Die Bezirksliga lockt: Ein Sieg fehlt den Kreisliga-A-Kickern des TuS Mündelheim noch, um drei Jahre nach dem Abstieg die Rückkehr in diese Spielklasse zu feiern.

TuS Mündelheim

Elfmetertraining für den Aufstieg

dw
11. Juni 2016, 08:39 Uhr
Foto: Tim Müller

Foto: Tim Müller

Die Bezirksliga lockt: Ein Sieg fehlt den Kreisliga-A-Kickern des TuS Mündelheim noch, um drei Jahre nach dem Abstieg die Rückkehr in diese Spielklasse zu feiern.

Das einzige Problem: Dieselbe Zielsetzung hat naturgemäß der Gegner im Entscheidungsspiel der Tabellenzweiten, Glückauf Möllen. Um 15 Uhr wird am Sonntag das letzte Duell der Saison im rechtsrheinischen Fußballkreis beim DSV 1900 an der Düsseldorfer Straße angepfiffen.
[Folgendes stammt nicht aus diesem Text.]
PR #459, opened 2022-08-08
Feature: APP-602 - New Cookie Modals

Fabricevladimir:
## Description
- Implements reworked privacy policy & cookie setting modals
- Removes `draft` filter from Governance page

Task: [APP-602](https://aragonassociation.atlassian.net/browse/APP-602), [APP-743](https://aragonassociation.atlassian.net/browse/APP-743)

## Type of change

## Checklist:

### DIFF
--- a/packages/web-app/src/containers/privacyPolicy/cookieSettingsMenu.tsx
+++ b/packages/web-app/src/containers/privacyPolicy/cookieSettingsMenu.tsx
@@ -26,10 +26,7 @@ const CookieSettingsMenu: React.FC<CookieSettingsMenuProps> = props => {
   const [functionalSelected, setFunctionalSelected] = useState<boolean>(true);
 
   return (
-    <Modal
-      show={props.show}
-      className="fixed bottom-0 z-50 w-full bg-ui-50 rounded-t-xl"
-    >
+    <Modal show={props.show}>
       <div>
         <ModalHeader>
           <ButtonIcon
@@ -107,7 +104,11 @@ type Props = {
 };
 
 const Modal = styled.div.attrs(({show}: Props) => ({
-  className: `${show ? 'block' : 'hidden'}` as string | undefined,
+  className: `${show ? 'block' : 'hidden'} fixed z-50 bg-ui-50
+  bottom-0 w-full rounded-t-xl
+  tablet:bottom-3 tablet:left-1/2 tablet:w-56 tablet:rounded-b-xl
+  tablet:transform tablet:-translate-x-1/2
+  desktop:bottom-auto desktop:top-12`,
 }))<Props>`
   box-shadow: 0px 24px 32px rgba(31, 41, 51, 0.04),
     0px 16px 24px rgba(31, 41, 51, 0.04), 0px 4px 8px rgba(31, 41, 51, 0.04),
--- a/packages/web-app/src/containers/privacyPolicy/cookieSettingsMenu.tsx
+++ b/packages/web-app/src/containers/privacyPolicy/cookieSettingsMenu.tsx
@@ -8,8 +8,6 @@ import styled from 'styled-components';
 import {useTranslation} from 'react-i18next';
 import React, {useState} from 'react';
 
-import ModalBottomSheetSwitcher from 'components/modalBottomSheetSwitcher';
-
 export type CookiesType = {
   analytics: boolean;
   functional: boolean;
@@ -28,10 +26,9 @@ const CookieSettingsMenu: React.FC<CookieSettingsMenuProps> = props => {
   const [functionalSelected, setFunctionalSelected] = useState<boolean>(true);
 
   return (
-    <ModalBottomSheetSwitcher
-      isOpen={props.show}
-      onClose={props.onClose}
-      onOpenAutoFocus={e => e.preventDefault()}
+    <Modal
+      show={props.show}
+      className="fixed bottom-0 z-50 w-full bg-ui-50 rounded-t-xl"
     >
       <div>
         <ModalHeader>
@@ -84,18 +81,18 @@ const CookieSettingsMenu: React.FC<CookieSettingsMenuProps> = props => {
           </div>
         </BottomSheetContentContainer>
       </div>
-    </ModalBottomSheetSwitcher>
+    </Modal>
   );
 };
 
 export default CookieSettingsMenu;
 
 const Title = styled.div.attrs({
-  className: 'flex-1 font-bold text-center text-ui-800',
+  className: 'flex-1 font-bold text-center ft-text-base text-ui-800',
 })``;
 
 const ModalHeader = styled.div.attrs({
-  className: 'flex items-center p-2 space-x-2 bg-ui-0 rounded-xl sticky top-0',
+  className: 'flex items-center p-2 space-x-2 bg-ui-0 rounded-xl',
 })`
   box-shadow: 0px 4px 8px rgba(31, 41, 51, 0.04),
     0px 0px 2px rgba(31, 41, 51, 0.06), 0px 0px 1px rgba(31, 41, 51, 0.04);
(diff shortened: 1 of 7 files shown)


RakeshUP (approved):
LGTM

packages/web-app/src/containers/privacyPolicy/index.tsx
```diff
@@ -1,69 +1,49 @@
...
   const {isDesktop} = useScreen();
-  const [showCookieSettings, setShowCookieSettings] = useState<boolean>(false);
 
   if (!showPolicy) return null;
 
   return (
     <>
       {isDesktop ? (
-        <div className="fixed bottom-5 w-full">
+        <div className="fixed bottom-2 w-full">
```
WissenIstNacht, line 27: Does it mess up the layout if you merge this into the container...?

packages/web-app/src/context/privacyContext.tsx
```diff
@@ -170,20 +191,29 @@ const PrivacyContextProvider: React.FC = ({children}) => {
...
 
+  /*************************************************
+   *                    Render                     *
+   *************************************************/
   return (
     <PrivacyContext.Provider value={value}>
       {children}
       <PrivacyPolicy
-        showPolicy={!policyAccepted}
+        showPolicy={showPolicyMenu}
```
WissenIstNacht, line 201: I see there's older code in here, so this is probably a bit out of scope. Still gonna mention it: The structuring of all this is a bit weird to me. There's a context here. Yet, there's still props being passed down everywhere? In the menus, couldn't you just access the context's stuff via the corresponding `useContext` you wrapped below?

packages/web-app/src/containers/privacyPolicy/privacyPolicyContent.tsx
```diff
@@ -57,7 +64,7 @@ const PrivacyPolicyContent: React.FC<PrivacyPolicyContentProps> = ({
 export default PrivacyPolicyContent;
 
 const Text = styled.div.attrs({
-  className: 'flex-1 desktop:text-sm text-ui-600',
+  className: 'flex-1 ft-text-sm text-ui-600',
```
WissenIstNacht, line 67: nice catch

packages/web-app/src/containers/privacyPolicy/privacyPolicyContent.tsx
```diff
@@ -27,27 +27,34 @@ const PrivacyPolicyContent: React.FC<PrivacyPolicyContentProps> = ({
...
+          label={t('privacyPolicy.acceptAllCookies')}
+          mode="secondary"
+          bgWhite
           {...(isDesktop
-            ? {mode: 'secondary', size: 'small'}
-            : {mode: 'ghost', size: 'large', className: 'w-full'})}
-          onClick={props.onShowCookieSettings}
+            ? {size: 'small'}
+            : {size: 'large', className: 'w-full'})}
+          onClick={props.onAcceptAll}
```
WissenIstNacht, line 36: Btw, what's your policy on the whole (not) spreading props subject? :D

packages/web-app/src/context/privacyContext.tsx
```diff
@@ -170,20 +191,29 @@ const PrivacyContextProvider: React.FC = ({children}) => {
...
         onRejectAll={rejectAll}
-        onAcceptPolicy={setPrivacyPolicy}
+        onShowCookieSettings={handleShowCookiesSettings}
       />
       <CookiePreferenceMenu
         show={showPreferenceMenu}
         onClose={preferenceMenuCallbacks.onReject}
         onAccept={preferenceMenuCallbacks.onAccept}
       />
+      <CookieSettingsMenu
```
WissenIstNacht, line 211: Where the heck was this called before? 😅

packages/web-app/src/containers/privacyPolicy/cookieSettingsMenu.tsx
```diff
@@ -28,74 +26,68 @@ const CookieSettingsMenu: React.FC<CookieSettingsMenuProps> = props => {
...
+      <BottomSheetContentContainer>
+        <div className="space-y-1.5">
+          <CheckboxListItem
+            label={t('privacyPolicy.functional')}
+            state={functionalSelected ? 'active' : 'default'}
+            onClick={() => setFunctionalSelected(!functionalSelected)}
+            helptext={t('privacyPolicy.functionalHelpText')}
+            multiSelect
+          />
+          <CheckboxListItem
```
WissenIstNacht: Did you plan to wait for Rakesh's PR to land for this?

packages/web-app/src/containers/privacyPolicy/cookieSettingsMenu.tsx
```diff
@@ -28,74 +26,68 @@ const CookieSettingsMenu: React.FC<CookieSettingsMenuProps> = props => {
...
+            state={analyticsSelected ? 'active' : 'default'}
+            onClick={() => setAnalyticsSelected(!analyticsSelected)}
+            helptext={t('privacyPolicy.analyticsHelpText')}
+            multiSelect
+          />
+        </div>
+        <div className="flex space-x-2">
+          <ButtonText
+            className="flex-1"
+            label={t('privacyPolicy.acceptSelectedCookies')}
```
WissenIstNacht: I know you have your orders. Just food for thought, though. If you unselect both options, this becomes a bit weird, because the button still states "Accept". I think your code does the right thing and rejects both. But yeah it feels weird to click on "Accept". Maybe "Select" would be more appropriate. But yeah, worse cse stick to the designs on this. Can figure it our later.

WissenIstNacht (approved):
Hey there, looking good!

I left a couple of random comments here and there. Curious to know what you think on some of them, but nothing that requires immediate attention.

packages/web-app/src/containers/privacyPolicy/index.tsx
Fabricevladimir: Not exactly, but I would have to center it differently with the transformations, and since there is no clicking that can be done on the horizontal axis next to this modal, I kept this. For the other modal, the centering is done differently so that the div doesn't intercept click events.

packages/web-app/src/context/privacyContext.tsx
Fabricevladimir: Hahaha, yes this is true. The intention is for the context values to be used anywhere in the app, and since there was minimal props drilling, as the menus are direct children and need other props that are not exported from the context, I went ahead and passed down those props.

packages/web-app/src/containers/privacyPolicy/privacyPolicyContent.tsx
Fabricevladimir: I try to avoid it if possible, but that honestly is purely for the sake of readability. Usually I go that route if there are multiple properties relying on the same condition. So instead of checking the condition twice like so:
```jsx
<Element size={condition ? "small" : "large"} className={condition ? " ": "w-full"} />
```
AFAIK there isn't a performance downside or anything, plus, I'm only spreading *specific* props so nothing unexpected gets passed in.

packages/web-app/src/context/privacyContext.tsx
Fabricevladimir: It was inside the `PrivacyPolicy` and because there was previously a backdrop, when it opened, it would actually hide the `PrivacyPolicy` menu which meant I didn't need to take care of closing the `PrivacyPolicy` menu when opening the `CookieSettingsMenu`. But now that backdrops are gone, I had to pull this out with it's open/close state so the context can manage both properly.

packages/web-app/src/containers/privacyPolicy/cookieSettingsMenu.tsx
Fabricevladimir: Yeah, it's preferable if his merges so I can rebase and make any necessary modifications

packages/web-app/src/containers/privacyPolicy/cookieSettingsMenu.tsx
Fabricevladimir: This is a good point. The entire mechanic can get a bit weird. I'll bring this up with design people. That said, I think it's meant to be an abbreviation of "Accept these settings, which just so happen to be no permissions given!"

packages/web-app/src/containers/privacyPolicy/privacyPolicyContent.tsx
WissenIstNacht: Absolutely, this is purely a style thing.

Frank Krüll, Trainer des Teams vom Rheinheimer Weg, hat mit seinen Schützlingen eine starke Saison hinter sich. Zur Meisterschaft und damit zum direkten Aufstieg reichte es freilich nicht: „Wir waren nicht so konstant wie Rot-Weiß Mülheim, deshalb haben wir uns das selbst zuzuschreiben. Trotzdem sind wir mit dem Erreichten aber vollauf zufrieden.“ Das heißt auch: Die Mündelheimer empfinden nicht den Druck, zwingend aufsteigen zu müssen. Frank Krüll betont: „Alles, was jetzt noch kommt, ist ein Bonus.“

Die Chancen schätzt der TuS-Trainer – wie sein Gegenüber, Ex-MSV-Profi Frank Saborowski – 50:50 ein: „Natürlich haben wir Informationen über Möllen. Das ist eine starke Mannschaft, gerade in der Offensive. Aber wir konnten auch ein paar Schwachpunkte ausmachen.“ Und wie sieht es mit den eigenen Schwachpunkten aus? Frank Krüll lacht: „Die gibt es nicht.“ Dazu zählt höchstens der Umstand, dass Urlauber Lukas Wolters nicht zur Verfügung steht, während hinter dem Einsatz des angeschlagenen Dennis Schlee noch ein Fragezeichen steht.

Die Mündelheimer haben sich auf alle Eventualitäten eingerichtet: Elfmeter sind trainiert worden. Die Wahl des Austragungsortes gefällt dem Coach gut: „Der DSV-Platz ist ja von unserem Vereinsgelände nicht so weit entfernt. Ich gehe davon aus, dass uns viele Zuschauer dort unterstützen werden.“ Gespielt wird auf dem Naturrasen, weil um den Kunstrasen herum nicht genug Zuschauer untergebracht werden können.